### [Task inputs]
┏━━

PR #482, opened 2020-04-29
Fix comparison to nil interface

### LINKED ISSUE #477: GET requests or bad payloads make the SDK panic
The receiver panics when receiving a GET request of empty payload.

Given this client
```go
func main() {
    cli, _ := cloudevents.NewDefaultClient()
    cli.StartReceiver(ctx, func(cloudevents.Event) {})
}
```

just `curl localhost:8080`.

<details><summary>📄 error trace</summary>

```
panic: runtime error: invalid memory address or nil pointer dereference
        panic: runtime error: invalid memory address or nil pointer dereference
[signal SIGSEGV: segmentation violation code=0x1 addr=0x10 pc=0x7b2946]

goroutine 19 [running]:
github.com/cloudevents/sdk-go/v2/protocol/http.(*Message).Finish(0x0, 0x0, 0x0, 0x0, 0x0)
        /go/pkg/mod/github.com/cloudevents/sdk-go/v2@v2.0.0-!r!c1/protocol/http/message.go:151 +0x26
github.com/cloudevents/sdk-go/v2/client.(*receiveInvoker).Invoke.func1(0xd91c20, 0x0, 0xc00006de78)
        /go/pkg/mod/github.com/cloudevents/sdk-go/v2@v2.0.0-!r!c1/client/invoker.go:41 +0x47
panic(0xba6860, 0x128d010)
        /usr/local/go/src/runtime/panic.go:969 +0x166
github.com/cloudevents/sdk-go/v2/protocol/http.(*Message).ReadEncoding(0x0, 0xc000020000)
        /go/pkg/mod/github.com/cloudevents/sdk-go/v2@v2.0.0-!r!c1/protocol/http/message.go:81 +0x5
github.com/cloudevents/sdk-go/v2/binding.ToEvent(0xd91c60, 0xc0000ae000, 0x7fce984681a0, 0x0, 0x0, 0x0, 0x0, 0xc00006ddbc, 0x2, 0x2)
        /go/pkg/mod/github.com/cloudevents/sdk-go/v2@v2.0.0-!r!c1/binding/to_event.go:28 +0x52
github.com/cloudevents/sdk-go/v2/client.(*receiveInvoker).Invoke(0xc00009e560, 0xd91c60, 0xc0000ae000, 0xd91c20, 0x0, 0x0, 0x0, 0x0)
        /go/pkg/mod/github.com/cloudevents/sdk-go/v2@v2.0.0-!r!c1/client/invoker.go:46 +0xfc
github.com/cloudevents/sdk-go/v2/client.(*ceClient).StartReceiver(0xc0000ce0a0, 0xd91c60, 0xc0000ae000, 0xb69e00, 0xcc3008, 0x0, 0x0)
        /go/pkg/mod/github.com/cloudevents/sdk-go/v2@v2.0.0-!r!c1/client/client.go:218 +0x287
github.com/cloudevents/sdk-go/v2/client.(*obsClient).StartReceiver(0xc00009e540, 0xd91c60, 0xc0000ae000, 0xb69e00, 0xcc3008, 0x0, 0x0)
        /go/pkg/mod/github.com/cloudevents/sdk-go/v2@v2.0.0-!r!c1/client/client_observed.go:93 +0xac
main.(*handler).Start.func1(0xc0000dc0c0, 0xc0000b03d0, 0xd91c60, 0xc0000ae000)
        /go/src/github.com/triggermesh/myproject/cmd/mycmdtarget/main.go:85 +0x63
created by main.(*handler).Start
        /go/src/github.com/triggermesh/myproject/cmd/mycmdtarget/main.go:84 +0x7a
exit status 2
```

</details>

The culprit is here:

https://github.com/cloudevents/sdk-go/blob/0fc16e13d87f0f2b1c99ec41183e35c0e68b6b5c/v2/binding/to_event.go#L23-L26

This comparison is `false` even when the request contains no payload.

---

edit: I observe the same result by sending valid payloads with a "bad" or missing `Content-Type` header:

```
$ curl -XPOST -H "Content-Type: application/json" localhost:8080/ -d'{
    "specversion" : "1.0",
    "type" : "com.example.someevent",
    "source" : "/mycontext",
    "id" : "A234-1234-1234",
    "time" : "2018-04-05T17:31:00Z",
    "comexampleextension1" : "value",
    "comexampleothervalue" : 5,
    "datacontenttype" : "text/xml",
    "data" : "<much wow=\"xml\"/>"
}'

// missing "+json" in the header -> boom
```

antoineco:
Fix an issue where comparing a nil Message interface to nil would always return `false`, causing the receiver to crash.

Also respond with an error instead of OK when the message encoding can't be determined.

```
HTTP/1.1 400 Bad Request
Content-Type: text/plain; charset=utf-8
X-Content-Type-Options: nosniff
Date: Wed, 29 Apr 2020 10:18:26 GMT
Content-Length: 49

Cannot read CloudEvent: unknown Message encoding
```

Fixes #477

### DIFF
--- a/v2/protocol/http/protocol.go
+++ b/v2/protocol/http/protocol.go
@@ -201,7 +201,12 @@ func (p *Protocol) Respond(ctx context.Context) (binding.Message, protocol.Respo
 		if !ok {
 			return nil, nil, io.EOF
 		}
+
+		if in.msg == nil {
+			return nil, in.respFn, in.err
+		}
 		return in.msg, in.respFn, in.err
+
 	case <-ctx.Done():
 		return nil, nil, io.EOF
 	}
--- a/v2/client/client.go
+++ b/v2/client/client.go
@@ -216,7 +216,7 @@ func (c *ceClient) StartReceiver(ctx context.Context, fn interface{}) error {
 		}
 
 		if err != nil {
-			cecontext.LoggerFrom(ctx).Warn("Error while receiving a message: %s", err.Error())
+			cecontext.LoggerFrom(ctx).Warnf("Error while receiving a message: %s", err)
 			continue
 		}
 
--- a/v2/protocol/http/protocol_test.go
+++ b/v2/protocol/http/protocol_test.go
@@ -4,6 +4,7 @@ import (
 	"context"
 	"errors"
 	"net/http"
+	"net/http/httptest"
 	"testing"
 	"time"
 
@@ -11,6 +12,7 @@ import (
 	"github.com/cloudevents/sdk-go/v2/protocol"
 	"github.com/google/go-cmp/cmp"
 	"github.com/google/go-cmp/cmp/cmpopts"
+	"github.com/stretchr/testify/assert"
 	"github.com/stretchr/testify/require"
 )
 
@@ -48,13 +50,15 @@ func TestNew(t *testing.T) {
 }
 
 func protocols(t *testing.T) []*Protocol {
-	ps := make([]*Protocol, 0, 1)
+	ps := make([]*Protocol, 1)
 
 	p, err := New()
 	if err != nil {
-		t.Fail()
+		t.Fatalf("Failed to create test Protocol: %s", err)
 	}
-	ps = append(ps, p)
+
+	ps[0] = p
+
 	return ps
 }
 
@@ -133,14 +137,14 @@ func TestReceive(t *testing.T) {
 			wantErr: "nil Context",
 		},
 		"timeout": {
-			ctx:     context.TODO(),
+			ctx:     newDoneContext(),
 			wantErr: "EOF",
 		},
 	}
 	for n, tc := range testCases {
 		for _, p := range protocols(t) {
 			t.Run(n, func(t *testing.T) {
-				ReceiveTest(t, p, tc.ctx, tc.want, tc.wantErr)
+				ReceiveTest(t, p, tc.ctx, nil, tc.want, tc.wantErr)
 			})
 		}
 	}
@@ -161,27 +165,31 @@ func TestRespond(t *testing.T) {
 		"nil context": {
 			wantErr: "nil Context",
 		},
-		"timeout": {
-			ctx:     context.TODO(),
+		"timeout context": {
+			ctx:     newDoneContext(),
 			wantErr: "EOF",
+		},
+		"non-expiring context": {
+			ctx: context.Background(),
 		},
 	}
 	for n, tc := range testCases {
 		for _, p := range protocols(t) {
 			t.Run(n, func(t *testing.T) {
-				if tc.ctx != nil {
-					var done context.CancelFunc
-					tc.ctx, done = context.WithDeadline(tc.ctx, time.Now().Add(time.Millisecond*10))
-					defer done()
-				}
+				go func() {
+					time.Sleep(time.Millisecond * 10)
+					p.incoming <- msgErr{}
+				}()
 
 				got, fn, err := p.Respond(tc.ctx)
 				if tc.wantErr != "" {
-					if err == nil || err.Error() != tc.wantErr {
-						t.Fatalf("Expected error '%s'. Actual '%v'", tc.wantErr, err)
-					}
-				} else if err != nil {
-					t.Fatalf("Unexpected error: %v", err)
+					assert.EqualError(t, err, tc.wantErr)
+				} else {
+					assert.NoError(t, err)
+				}
+
+				if got != nil {
+					assert.NotNil(t, got, "Nil interface compares to nil")
 				}
 
 				if diff := cmp.Diff(tc.want, got); diff != "" {
@@ -213,6 +221,7 @@ func TestServeHTTP_Receive(t *testing.T) {
 		wantErr string
 	}{
 		"nil": {
+			rw:      httptest.NewRecorder(),
 			wantErr: "unknown Message encoding",
 		},
 	}
@@ -220,26 +229,24 @@ func TestServeHTTP_Receive(t *testing.T) {
 		for _, p := range protocols(t) {
 			t.Run(n, func(t *testing.T) {
 				go p.ServeHTTP(tc.rw, tc.req)
-				ReceiveTest(t, p, context.Background(), tc.want, tc.wantErr)
+				rec := (tc.rw).(*httptest.ResponseRecorder)
+				ReceiveTest(t, p, context.Background(), rec, tc.want, tc.wantErr)
 			})
 		}
 	}
 }
 
-func ReceiveTest(t *testing.T, p *Protocol, ctx context.Context, want binding.Message, wantErr string) {
-	if ctx != nil {
-		var done context.CancelFunc
-		ctx, done = context.WithTimeout(ctx, time.Millisecond*10)
-		defer done()
-	}
-
+func ReceiveTest(t *testing.T, p *Protocol, ctx context.Context, rec *httptest.ResponseRecorder, want binding.Message, wantErr string) {
 	got, err := p.Receive(ctx)
 	if wantErr != "" {
-		if err == nil || err.Error() != wantErr {
-			t.Fatalf("Expected error '%s'. Actual '%v'", wantErr, err)
+		assert.EqualError(t, err, wantErr)
+
+		if rec != nil {
+			defer rec.Result().Body.Close()
+			// TODO perform assertions on result if necessary
 		}
-	} else if err != nil {
-		t.Fatalf("Unexpected error: %v", err)
+	} else {
+		assert.NoError(t, err)
 	}
 
 	if want == nil {
@@ -263,4 +270,10 @@ func (r *roundTripperTest) RoundTrip(req *http.Request) (*http.Response, error) 
 	}
 
 	return &http.Response{StatusCode: code}, nil
+}
+
+func newDoneContext() context.Context {
+	ctx, cancel := context.WithCancel(context.Background())
+	cancel()
+	return ctx
 }


v2/protocol/http/protocol.go
```diff
@@ -201,7 +201,12 @@ func (p *Protocol) Respond(ctx context.Context) (binding.Message, protocol.Respo
 		if !ok {
 			return nil, nil, io.EOF
 		}
+
+		if in.msg == nil {
+			return nil, in.respFn, in.err
+		}
```
antoineco, line 207: An alternative would be to use reflection to compare `message` to `nil` here: https://github.com/cloudevents/sdk-go/blob/0fc16e13d87f0f2b1c99ec41183e35c0e68b6b5c/v2/binding/to_event.go#L23-L26

I believe we should avoid using reflection whenever possible.

slinkydeveloper: Fully agree!

v2/protocol/http/protocol.go
```diff
@@ -218,6 +223,7 @@ type msgErr struct {
 func (p *Protocol) ServeHTTP(rw http.ResponseWriter, req *http.Request) {
 	m := NewMessageFromHttpRequest(req)
 	if m == nil || m.ReadEncoding() == binding.EncodingUnknown {
+		http.Error(rw, fmt.Sprintf("Cannot read CloudEvent: %s", binding.ErrUnknownEncoding), http.StatusBadRequest)
```
slinkydeveloper, line 226: Can we address this problem in the https://github.com/cloudevents/sdk-go/pull/480?

slinkydeveloper: Ah ok i see now, the problem is different from #480.

Anyway, I think this is a bad change because `EncodingUnknown` happens in several situations, even on a simple get request without any parameter/cloudevent: eg ff the receiver just wants to return events, without expecting to receive any, the encoding of the received event will be unknown. What i'm trying to say is: at the protocol level, i think we should not just fail the request, this should be up to the protocol user. If you experienced this problem using the client, then we need to address the problem in a different way on the client code.

antoineco: What I want to avoid here is external clients (not CE) sending random requests to the endpoint and crashing it. The HTTP response is to me a plus, just to play nice with the HTTP protocol. If that's not fine with the CE contract I'm happy to remove this.

Still, I'm a bit puzzled when I see a request fail with 200 and no payload in general.

antoineco: Removed in 49fae7d

antoineco:
@slinkydeveloper general question about the case where I send a valid event, but the `Content-Type` header is set to e.g. `Content-Type: application/foo`. Is it acceptable to just respond with `200` like we do?

antoineco:
> Can you try to provide a test to check if the problem you experienced doesn't happen again?

On it.

slinkydeveloper:
> Clearly the event was dropped, but from the perspective of the client we're just fine.

I suppose yes, how do i know that the body content is an event if the content-type is not `application/cloudevents+json`? Maybe `application/foo` uses the same stuff of a cloudevent :smile: .

Apart the jokes, i think this is a perfectly fine behaviour for the `Client`. The answer for these more "complex" use cases where you mix cloudevent and non-cloudevents is: use directly the `http.Protocol` and handle manually the encoding unknown, parsing the eventual non cloudevent request as you prefer

antoineco:
> Maybe `application/foo` uses the same stuff of a cloudevent

Sure, but our endpoint handles `application/cloudevents+json` exclusively, so it should notify the client (_any_ HTTP client) back if it doesn't accept the document type, otherwise the implementation doesn't satisfy [RFC2616](https://www.w3.org/Protocols/rfc2616/rfc2616-sec10.html#sec10.4.16).

---

I [added a test](https://github.com/cloudevents/sdk-go/compare/49fae7d70b0040ced37065ad78954a49f0a7b526..5341e719805bd33503ba5d9bf8cc3cb1fe766b4b). Here's the output with the change commented:

```
--- FAIL: TestRespond (0.01s)
    --- FAIL: TestRespond/TODO (0.01s)
        protocol_test.go:192:
                Error Trace:    protocol_test.go:192
                Error:          Expected value not to be nil.
                Test:           TestRespond/TODO
                Messages:       Nil interface compares to nil
        protocol_test.go:196: unexpected diff (-want, +got) =   interface{}(
            +   (*http.Message)(nil),
              )
FAIL
FAIL    github.com/cloudevents/sdk-go/v2/protocol/http  2.046s
FAIL
```

slinkydeveloper:
> Sure, but our endpoint handles application/cloudevents+json exclusively, so it should notify the client (any HTTP client) back if it doesn't accept the document type

That's a really interesting point here, i never thought about that... I feel this kind of problem should be brought at spec level, because it gives an hint on how to parse the event https://github.com/cloudevents/spec/blob/v1.0/http-protocol-binding.md#3-http-message-mapping but it also states _Otherwise it defaults to binary mode._ which is clearly what we don't do in the sdk, because in the end the user needs a distinction between event/non event. So the criteria on replying with a content type not supported is interesting, i think you should open an issue on the spec about that

antoineco:
@slinkydeveloper I opened #483 for discussions.

v2/protocol/http/protocol.go
n3wscott: we use reflection in the client invoker but that is only processed once at startup.

v2/protocol/http/protocol.go
```diff
@@ -201,7 +201,12 @@ func (p *Protocol) Respond(ctx context.Context) (binding.Message, protocol.Respo
 		if !ok {
 			return nil, nil, io.EOF
 		}
+
+		if in.msg == nil {
+			return nil, in.respFn, in.err
```
n3wscott, line 206: ah, we got caught by the typed nil in go... nice. 👍

n3wscott:
> $ curl -D- -H "Content-Type: application/foo" localhost:8080/ -d'{
>     "specversion" : "1.0",
>     "type" : "com.example.someevent",
>     "source" : "/mycontext",
>     "id" : "A234-1234-1234",
>     "time" : "2018-04-05T17:31:00Z",
>     "comexampleextension1" : "value",
>     "comexampleothervalue" : 5,
>     "datacontenttype" : "text/xml",
>     "data" : "<much wow=\"xml\"/>"
> }'
> HTTP/1.1 200 OK
> Date: Wed, 29 Apr 2020 10:55:59 GMT
> Content-Length: 0

this should be a 400 return I think.

v2/protocol/http/protocol.go
antoineco: Hehe looks like it, a very vicious one!

antoineco:
@n3wscott so are you fine with me reverting that second commit?

v2/protocol/http/protocol.go
```diff
@@ -223,7 +223,6 @@ type msgErr struct {
 func (p *Protocol) ServeHTTP(rw http.ResponseWriter, req *http.Request) {
 	m := NewMessageFromHttpRequest(req)
 	if m == nil || m.ReadEncoding() == binding.EncodingUnknown {
-		http.Error(rw, fmt.Sprintf("Cannot read CloudEvent: %s", binding.ErrUnknownEncoding), http.StatusBadRequest)
```
n3wscott: if it returns anything it should be in the form of a cloudevent

v2/protocol/http/protocol.go
```diff
@@ -223,7 +223,6 @@ type msgErr struct {
...
 		p.incoming <- msgErr{msg: nil, err: binding.ErrUnknownEncoding}
 		return // if there was no message, return.
```
n3wscott: we should set the rw.Status to 415 as you are saying

v2/protocol/http/protocol.go
n3wscott: not crashing sounds like a good thing 😄

n3wscott:
> i think this is a perfectly fine behaviour for the `Client`.

Totally. But if the request ends up in the sdk handler and it can not process it, it should reject it and tell the caller that the request was bad. 

We should do this for GET methods too if we are not a pull based protocol, as a follow up.

v2/protocol/http/protocol.go
slinkydeveloper: I don't think so @n3wscott, what about an empty request?

slinkydeveloper: that's why imo this shouldn't fail, even better not here in the protocol where a protocol user could decide to handle the encoding unknown case

antoineco: done

v2/protocol/http/protocol.go
antoineco: @n3wscott I'd appreciate some pointer or example to set all the attributes and format correctly. Do you do that in other places?

v2/protocol/http/protocol.go
n3wscott: slinky has a good point, we use to have a converter feature that would allow us to try to convert or wrap a bad message into a cloudevent and then deliver that to a consumer, how could we allow that use case and still do this if no other option was available?

v2/protocol/http/protocol.go
```diff
@@ -218,6 +223,7 @@ type msgErr struct {
 func (p *Protocol) ServeHTTP(rw http.ResponseWriter, req *http.Request) {
 	m := NewMessageFromHttpRequest(req)
 	if m == nil || m.ReadEncoding() == binding.EncodingUnknown {
+		http.Error(rw, "Cannot read CloudEvent: "+binding.ErrUnknownEncoding.Error(), http.StatusUnsupportedMediaType)
```
n3wscott, line 226: ok sorry, lets hold off on this change until we decide on a fix in #483 

There is value in letting the client level know that an event was attempted and it failed... the user or client could choose to fix the event for the consumer. So let's hold off on http.Error for now. Sorry for the flip flopping.... The reason is just because we are trying to not put too many runtime choices at the protocol level.

antoineco: Removed

slinkydeveloper:
Thanks for your contribution! @antoineco

Issue #483, opened 2020-04-29
Should the SDK respond with "415: Unsupported Media Type" when the Content-Type is unsupported?


antoineco:
I made the point in #482 that data sent over the HTTP protocol without a valid `Content-Type` header was acknowledged by a `200: OK` code although the request is in fact dropped by the SDK.

I believe this is wrong and conflicts with RFC 2616. I would suggest the SDK responds with
* 415: Unsupported Media Type, when the Content-Type header is not supported
* 400: Bad Request, when the data couldn't be recognized as a CloudEvent payload

@slinkydeveloper suggested in https://github.com/cloudevents/sdk-go/pull/482#issuecomment-621148893 that I open an issue to discuss this:

> That's a really interesting point here, i never thought about that... I feel this kind of problem should be brought at spec level, because it gives an hint on how to parse the event https://github.com/cloudevents/spec/blob/v1.0/http-protocol-binding.md#3-http-message-mapping but it also states _Otherwise it defaults to binary mode._ which is clearly what we don't do in the sdk, because in the end the user needs a distinction between event/non event. So the criteria on replying with a content type not supported is interesting, i think you should open an issue on the spec about that

slinkydeveloper:
@n3wscott any opinions on this one?

n3wscott:
I agree. A 4xx level error in response seems like the right thing.

415 seems to fit. returning 200 sounds like it was just bypassing all our code and returning and that is the default that the writers use. I think this is an easy fix.

slinkydeveloper:
My proposal to handle this issue is:

* if the receiver function expects an event, then **the client** fails if encoding is unknown and protocol correctly writes the error with the right status code (checking if error wraps binding.ErrEncodingUnknown should suffice)
* if the receiver function doesn't expect an event, message is just dropped
* if the user really wants to do crazy stuff like converting non events to event, then he should use the protocol directly

n3wscott:
I like the idea of giving the client a chance to fix (or report) an event that was invalid rather than do it at the protocol level. This gives us hooks to change the response code or behavior by replacing the client without changing the protocol impl. That seems nice.

duglin:
> if the user really wants to do crazy stuff like converting non events to event, then he should use the protocol directly

can you elaborate on what you mean by "use the protocol directly" ?  You mean not use the SDK?

slinkydeveloper:
[...]

PR #484, opened 2020-04-29
client: return result from receiver invoke

lopezator:
Return result from function receiver invoke, this way functions
returning an err such as:

func(event.Event) (*event.Event, protocol.Result)

Will return its err instead of masking it with an empty result

CC/ @n3wscott

### DIFF
--- a/v2/client/client.go
+++ b/v2/client/client.go
@@ -220,8 +220,8 @@ func (c *ceClient) StartReceiver(ctx context.Context, fn interface{}) error {
 			continue
 		}
 
-		if err := c.invoker.Invoke(ctx, msg, respFn); err != nil {
-			return err
-		}
+		err := c.invoker.Invoke(ctx, msg, respFn)
+		fmt.Println("this, however, is still nil", err)
+		return err
 	}
 }
--- a/v2/client/invoker.go
+++ b/v2/client/invoker.go
@@ -2,6 +2,7 @@ package client
 
 import (
 	"context"
+	"fmt"
 
 	"github.com/cloudevents/sdk-go/v2/binding"
 	cecontext "github.com/cloudevents/sdk-go/v2/context"
@@ -78,6 +79,7 @@ func (r *receiveInvoker) Invoke(ctx context.Context, m binding.Message, respFn p
 
 	if respFn == nil {
 		// let the protocol ACK based on the result
+		fmt.Println("this has the error returned by the func", result)
 		return result
 	}
 


antoineco:
Overlaps with #480

lopezator:
Unfortunately the bug is still there,  see the code and try it by yourself.

Maybe a race condition introduced in the latest commit? Couldn't find the root cause.

This was working ok with before the changes introduced to master just by adding the `return result` instead of just `return` in `Invoke()`.

Could you please take a look and see if you can reproduce? 

CC/ @antoineco @n3wscott

lopezator:
I think I finally understood this thing.

The result err is being masked here:

```
defer func() {
	err = m.Finish(err)
}()
```

That's why the error is empty after:

```
c.invoker.Invoke(ctx, msg, respFn)
```

Correct me if I'm wrong, I assume this is being done in purpose, because we don't want to the receiver to exit when there is an error on the receiverFunc.

What confused me is that now I don't have any way to know if a function has failed or not and why, maybe we should at least log the error here?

┗━━

### [Problem to work on]
Of the entries above, transcribe exactly those lines that fall between the line containing "Will return its" and the line containing "Unfortunately the bug", together with those two lines.

### [Exercise output]
Will return its err instead of masking it with an empty result

CC/ @n3wscott

### DIFF
--- a/v2/client/client.go
+++ b/v2/client/client.go
@@ -220,8 +220,8 @@ func (c *ceClient) StartReceiver(ctx context.Context, fn interface{}) error {
 			continue
 		}
 
-		if err := c.invoker.Invoke(ctx, msg, respFn); err != nil {
-			return err
-		}
+		err := c.invoker.Invoke(ctx, msg, respFn)
+		fmt.Println("this, however, is still nil", err)
+		return err
 	}
 }
--- a/v2/client/invoker.go
+++ b/v2/client/invoker.go
@@ -2,6 +2,7 @@ package client
 
 import (
 	"context"
+	"fmt"
 
 	"github.com/cloudevents/sdk-go/v2/binding"
 	cecontext "github.com/cloudevents/sdk-go/v2/context"
@@ -78,6 +79,7 @@ func (r *receiveInvoker) Invoke(ctx context.Context, m binding.Message, respFn p
 
 	if respFn == nil {
 		// let the protocol ACK based on the result
+		fmt.Println("this has the error returned by the func", result)
 		return result
 	}
 


antoineco:
Overlaps with #480

lopezator:
Unfortunately the bug is still there,  see the code and try it by yourself.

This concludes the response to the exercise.